Instructions for the task: Transcribe the listing below in full, keeping every line exactly as it is.

########

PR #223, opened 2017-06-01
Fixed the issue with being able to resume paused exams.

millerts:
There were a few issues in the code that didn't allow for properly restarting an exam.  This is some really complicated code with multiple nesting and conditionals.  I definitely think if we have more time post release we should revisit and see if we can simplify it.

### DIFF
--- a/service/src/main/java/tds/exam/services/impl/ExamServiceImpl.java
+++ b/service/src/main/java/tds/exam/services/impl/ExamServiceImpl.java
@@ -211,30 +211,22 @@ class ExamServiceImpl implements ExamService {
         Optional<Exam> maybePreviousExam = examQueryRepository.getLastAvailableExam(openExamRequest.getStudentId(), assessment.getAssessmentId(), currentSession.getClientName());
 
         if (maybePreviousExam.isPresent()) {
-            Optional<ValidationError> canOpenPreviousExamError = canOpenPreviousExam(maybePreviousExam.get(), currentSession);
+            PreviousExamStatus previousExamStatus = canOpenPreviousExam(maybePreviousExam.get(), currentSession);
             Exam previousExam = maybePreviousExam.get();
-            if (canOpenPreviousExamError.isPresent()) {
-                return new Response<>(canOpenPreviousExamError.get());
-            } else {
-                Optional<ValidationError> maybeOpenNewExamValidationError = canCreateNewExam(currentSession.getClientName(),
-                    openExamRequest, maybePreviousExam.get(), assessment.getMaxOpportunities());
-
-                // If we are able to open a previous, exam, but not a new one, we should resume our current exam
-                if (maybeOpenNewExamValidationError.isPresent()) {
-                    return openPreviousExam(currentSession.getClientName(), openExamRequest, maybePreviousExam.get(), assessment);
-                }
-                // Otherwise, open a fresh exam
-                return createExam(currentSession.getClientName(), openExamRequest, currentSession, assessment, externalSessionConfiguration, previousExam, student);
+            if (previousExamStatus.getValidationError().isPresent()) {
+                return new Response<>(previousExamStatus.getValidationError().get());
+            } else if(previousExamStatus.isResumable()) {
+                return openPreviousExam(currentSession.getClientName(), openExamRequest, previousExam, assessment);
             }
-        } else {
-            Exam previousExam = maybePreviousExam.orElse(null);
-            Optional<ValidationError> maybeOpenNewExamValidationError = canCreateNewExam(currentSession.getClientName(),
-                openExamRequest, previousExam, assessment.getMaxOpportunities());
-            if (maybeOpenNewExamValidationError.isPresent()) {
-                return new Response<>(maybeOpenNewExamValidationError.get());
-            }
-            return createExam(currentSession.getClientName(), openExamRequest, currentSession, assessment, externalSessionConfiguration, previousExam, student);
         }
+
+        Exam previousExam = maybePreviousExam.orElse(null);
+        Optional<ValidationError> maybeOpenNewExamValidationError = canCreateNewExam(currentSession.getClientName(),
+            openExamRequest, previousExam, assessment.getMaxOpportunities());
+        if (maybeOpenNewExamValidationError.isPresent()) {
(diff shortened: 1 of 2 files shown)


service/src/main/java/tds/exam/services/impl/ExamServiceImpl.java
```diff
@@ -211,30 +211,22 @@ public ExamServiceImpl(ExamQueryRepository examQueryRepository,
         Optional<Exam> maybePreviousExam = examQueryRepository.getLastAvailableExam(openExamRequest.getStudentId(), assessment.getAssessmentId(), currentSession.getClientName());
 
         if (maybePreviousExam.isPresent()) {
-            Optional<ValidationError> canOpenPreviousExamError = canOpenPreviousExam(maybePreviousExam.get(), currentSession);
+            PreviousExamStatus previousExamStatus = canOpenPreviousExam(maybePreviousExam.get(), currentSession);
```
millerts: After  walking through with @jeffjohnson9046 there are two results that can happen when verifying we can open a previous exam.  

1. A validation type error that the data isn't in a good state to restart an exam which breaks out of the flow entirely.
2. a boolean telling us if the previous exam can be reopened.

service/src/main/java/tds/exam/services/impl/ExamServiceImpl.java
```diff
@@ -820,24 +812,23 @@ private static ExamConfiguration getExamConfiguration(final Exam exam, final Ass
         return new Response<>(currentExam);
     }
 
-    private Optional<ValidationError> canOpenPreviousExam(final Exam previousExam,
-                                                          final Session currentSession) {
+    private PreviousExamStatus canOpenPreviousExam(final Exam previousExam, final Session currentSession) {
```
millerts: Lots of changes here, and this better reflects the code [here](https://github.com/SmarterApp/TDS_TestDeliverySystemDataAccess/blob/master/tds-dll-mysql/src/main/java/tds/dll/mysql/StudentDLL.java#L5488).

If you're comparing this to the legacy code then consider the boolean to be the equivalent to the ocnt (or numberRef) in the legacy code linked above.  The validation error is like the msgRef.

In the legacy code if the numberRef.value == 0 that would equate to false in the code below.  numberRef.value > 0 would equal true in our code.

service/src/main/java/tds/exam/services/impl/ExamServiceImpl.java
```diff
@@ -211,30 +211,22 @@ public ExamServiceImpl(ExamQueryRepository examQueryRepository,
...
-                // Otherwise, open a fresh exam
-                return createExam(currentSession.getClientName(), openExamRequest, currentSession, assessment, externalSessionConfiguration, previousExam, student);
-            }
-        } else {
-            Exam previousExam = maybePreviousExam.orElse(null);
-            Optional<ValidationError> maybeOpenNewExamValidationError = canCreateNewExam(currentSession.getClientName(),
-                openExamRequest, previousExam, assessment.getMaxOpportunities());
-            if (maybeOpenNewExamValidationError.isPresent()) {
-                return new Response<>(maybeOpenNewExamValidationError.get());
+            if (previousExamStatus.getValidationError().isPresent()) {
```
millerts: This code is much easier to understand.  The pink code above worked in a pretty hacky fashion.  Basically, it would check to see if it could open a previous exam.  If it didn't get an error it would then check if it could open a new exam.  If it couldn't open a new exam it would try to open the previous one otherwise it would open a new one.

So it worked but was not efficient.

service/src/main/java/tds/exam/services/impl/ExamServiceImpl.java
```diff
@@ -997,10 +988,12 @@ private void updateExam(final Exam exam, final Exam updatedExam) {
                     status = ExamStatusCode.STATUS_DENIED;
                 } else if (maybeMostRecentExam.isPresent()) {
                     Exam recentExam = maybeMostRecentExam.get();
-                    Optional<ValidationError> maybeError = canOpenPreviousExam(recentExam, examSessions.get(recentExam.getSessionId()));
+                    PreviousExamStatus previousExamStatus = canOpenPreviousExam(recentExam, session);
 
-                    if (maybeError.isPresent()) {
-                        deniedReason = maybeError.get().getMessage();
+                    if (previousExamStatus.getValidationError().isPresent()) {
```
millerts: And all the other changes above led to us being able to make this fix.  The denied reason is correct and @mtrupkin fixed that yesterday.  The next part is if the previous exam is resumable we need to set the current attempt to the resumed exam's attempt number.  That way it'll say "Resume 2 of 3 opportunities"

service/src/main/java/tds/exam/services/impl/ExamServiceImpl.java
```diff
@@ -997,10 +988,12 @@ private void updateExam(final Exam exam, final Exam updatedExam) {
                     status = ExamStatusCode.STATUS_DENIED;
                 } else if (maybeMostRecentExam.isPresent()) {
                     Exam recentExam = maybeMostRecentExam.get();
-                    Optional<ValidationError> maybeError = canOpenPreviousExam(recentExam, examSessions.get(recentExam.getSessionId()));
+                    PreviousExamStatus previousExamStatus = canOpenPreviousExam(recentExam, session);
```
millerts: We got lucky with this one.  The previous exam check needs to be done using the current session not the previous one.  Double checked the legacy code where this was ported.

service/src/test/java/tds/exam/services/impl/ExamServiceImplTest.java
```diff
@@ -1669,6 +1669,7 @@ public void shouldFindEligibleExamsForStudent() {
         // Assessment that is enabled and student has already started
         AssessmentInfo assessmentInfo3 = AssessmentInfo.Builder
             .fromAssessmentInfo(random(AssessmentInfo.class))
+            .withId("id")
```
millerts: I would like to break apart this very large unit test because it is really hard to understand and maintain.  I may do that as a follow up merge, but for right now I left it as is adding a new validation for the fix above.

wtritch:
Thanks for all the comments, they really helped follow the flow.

########

Result of the exercise:
PR #223, opened 2017-06-01
Fixed the issue with being able to resume paused exams.

millerts:
There were a few issues in the code that didn't allow for properly restarting an exam.  This is some really complicated code with multiple nesting and conditionals.  I definitely think if we have more time post release we should revisit and see if we can simplify it.

### DIFF
--- a/service/src/main/java/tds/exam/services/impl/ExamServiceImpl.java
+++ b/service/src/main/java/tds/exam/services/impl/ExamServiceImpl.java
@@ -211,30 +211,22 @@ class ExamServiceImpl implements ExamService {
         Optional<Exam> maybePreviousExam = examQueryRepository.getLastAvailableExam(openExamRequest.getStudentId(), assessment.getAssessmentId(), currentSession.getClientName());
 
         if (maybePreviousExam.isPresent()) {
-            Optional<ValidationError> canOpenPreviousExamError = canOpenPreviousExam(maybePreviousExam.get(), currentSession);
+            PreviousExamStatus previousExamStatus = canOpenPreviousExam(maybePreviousExam.get(), currentSession);
             Exam previousExam = maybePreviousExam.get();
-            if (canOpenPreviousExamError.isPresent()) {
-                return new Response<>(canOpenPreviousExamError.get());
-            } else {
-                Optional<ValidationError> maybeOpenNewExamValidationError = canCreateNewExam(currentSession.getClientName(),
-                    openExamRequest, maybePreviousExam.get(), assessment.getMaxOpportunities());
-
-                // If we are able to open a previous, exam, but not a new one, we should resume our current exam
-                if (maybeOpenNewExamValidationError.isPresent()) {
-                    return openPreviousExam(currentSession.getClientName(), openExamRequest, maybePreviousExam.get(), assessment);
-                }
-                // Otherwise, open a fresh exam
-                return createExam(currentSession.getClientName(), openExamRequest, currentSession, assessment, externalSessionConfiguration, previousExam, student);
+            if (previousExamStatus.getValidationError().isPresent()) {
+                return new Response<>(previousExamStatus.getValidationError().get());
+            } else if(previousExamStatus.isResumable()) {
+                return openPreviousExam(currentSession.getClientName(), openExamRequest, previousExam, assessment);
             }
-        } else {
-            Exam previousExam = maybePreviousExam.orElse(null);
-            Optional<ValidationError> maybeOpenNewExamValidationError = canCreateNewExam(currentSession.getClientName(),
-                openExamRequest, previousExam, assessment.getMaxOpportunities());
-            if (maybeOpenNewExamValidationError.isPresent()) {
-                return new Response<>(maybeOpenNewExamValidationError.get());
-            }
-            return createExam(currentSession.getClientName(), openExamRequest, currentSession, assessment, externalSessionConfiguration, previousExam, student);
         }
+
+        Exam previousExam = maybePreviousExam.orElse(null);
+        Optional<ValidationError> maybeOpenNewExamValidationError = canCreateNewExam(currentSession.getClientName(),
+            openExamRequest, previousExam, assessment.getMaxOpportunities());
+        if (maybeOpenNewExamValidationError.isPresent()) {
(diff shortened: 1 of 2 files shown)


service/src/main/java/tds/exam/services/impl/ExamServiceImpl.java
```diff
@@ -211,30 +211,22 @@ public ExamServiceImpl(ExamQueryRepository examQueryRepository,
         Optional<Exam> maybePreviousExam = examQueryRepository.getLastAvailableExam(openExamRequest.getStudentId(), assessment.getAssessmentId(), currentSession.getClientName());
 
         if (maybePreviousExam.isPresent()) {
-            Optional<ValidationError> canOpenPreviousExamError = canOpenPreviousExam(maybePreviousExam.get(), currentSession);
+            PreviousExamStatus previousExamStatus = canOpenPreviousExam(maybePreviousExam.get(), currentSession);
```
millerts: After  walking through with @jeffjohnson9046 there are two results that can happen when verifying we can open a previous exam.  

1. A validation type error that the data isn't in a good state to restart an exam which breaks out of the flow entirely.
2. a boolean telling us if the previous exam can be reopened.

service/src/main/java/tds/exam/services/impl/ExamServiceImpl.java
```diff
@@ -820,24 +812,23 @@ private static ExamConfiguration getExamConfiguration(final Exam exam, final Ass
         return new Response<>(currentExam);
     }
 
-    private Optional<ValidationError> canOpenPreviousExam(final Exam previousExam,
-                                                          final Session currentSession) {
+    private PreviousExamStatus canOpenPreviousExam(final Exam previousExam, final Session currentSession) {
```
millerts: Lots of changes here, and this better reflects the code [here](https://github.com/SmarterApp/TDS_TestDeliverySystemDataAccess/blob/master/tds-dll-mysql/src/main/java/tds/dll/mysql/StudentDLL.java#L5488).

If you're comparing this to the legacy code then consider the boolean to be the equivalent to the ocnt (or numberRef) in the legacy code linked above.  The validation error is like the msgRef.

In the legacy code if the numberRef.value == 0 that would equate to false in the code below.  numberRef.value > 0 would equal true in our code.

service/src/main/java/tds/exam/services/impl/ExamServiceImpl.java
```diff
@@ -211,30 +211,22 @@ public ExamServiceImpl(ExamQueryRepository examQueryRepository,
...
-                // Otherwise, open a fresh exam
-                return createExam(currentSession.getClientName(), openExamRequest, currentSession, assessment, externalSessionConfiguration, previousExam, student);
-            }
-        } else {
-            Exam previousExam = maybePreviousExam.orElse(null);
-            Optional<ValidationError> maybeOpenNewExamValidationError = canCreateNewExam(currentSession.getClientName(),
-                openExamRequest, previousExam, assessment.getMaxOpportunities());
-            if (maybeOpenNewExamValidationError.isPresent()) {
-                return new Response<>(maybeOpenNewExamValidationError.get());
+            if (previousExamStatus.getValidationError().isPresent()) {
```
millerts: This code is much easier to understand.  The pink code above worked in a pretty hacky fashion.  Basically, it would check to see if it could open a previous exam.  If it didn't get an error it would then check if it could open a new exam.  If it couldn't open a new exam it would try to open the previous one otherwise it would open a new one.

So it worked but was not efficient.

service/src/main/java/tds/exam/services/impl/ExamServiceImpl.java
```diff
@@ -997,10 +988,12 @@ private void updateExam(final Exam exam, final Exam updatedExam) {
                     status = ExamStatusCode.STATUS_DENIED;
                 } else if (maybeMostRecentExam.isPresent()) {
                     Exam recentExam = maybeMostRecentExam.get();
-                    Optional<ValidationError> maybeError = canOpenPreviousExam(recentExam, examSessions.get(recentExam.getSessionId()));
+                    PreviousExamStatus previousExamStatus = canOpenPreviousExam(recentExam, session);
 
-                    if (maybeError.isPresent()) {
-                        deniedReason = maybeError.get().getMessage();
+                    if (previousExamStatus.getValidationError().isPresent()) {
```
millerts: And all the other changes above led to us being able to make this fix.  The denied reason is correct and @mtrupkin fixed that yesterday.  The next part is if the previous exam is resumable we need to set the current attempt to the resumed exam's attempt number.  That way it'll say "Resume 2 of 3 opportunities"

service/src/main/java/tds/exam/services/impl/ExamServiceImpl.java
```diff
@@ -997,10 +988,12 @@ private void updateExam(final Exam exam, final Exam updatedExam) {
                     status = ExamStatusCode.STATUS_DENIED;
                 } else if (maybeMostRecentExam.isPresent()) {
                     Exam recentExam = maybeMostRecentExam.get();
-                    Optional<ValidationError> maybeError = canOpenPreviousExam(recentExam, examSessions.get(recentExam.getSessionId()));
+                    PreviousExamStatus previousExamStatus = canOpenPreviousExam(recentExam, session);
```
millerts: We got lucky with this one.  The previous exam check needs to be done using the current session not the previous one.  Double checked the legacy code where this was ported.

service/src/test/java/tds/exam/services/impl/ExamServiceImplTest.java
```diff
@@ -1669,6 +1669,7 @@ public void shouldFindEligibleExamsForStudent() {
         // Assessment that is enabled and student has already started
         AssessmentInfo assessmentInfo3 = AssessmentInfo.Builder
             .fromAssessmentInfo(random(AssessmentInfo.class))
+            .withId("id")
```
millerts: I would like to break apart this very large unit test because it is really hard to understand and maintain.  I may do that as a follow up merge, but for right now I left it as is adding a new validation for the fix above.

wtritch:
Thanks for all the comments, they really helped follow the flow.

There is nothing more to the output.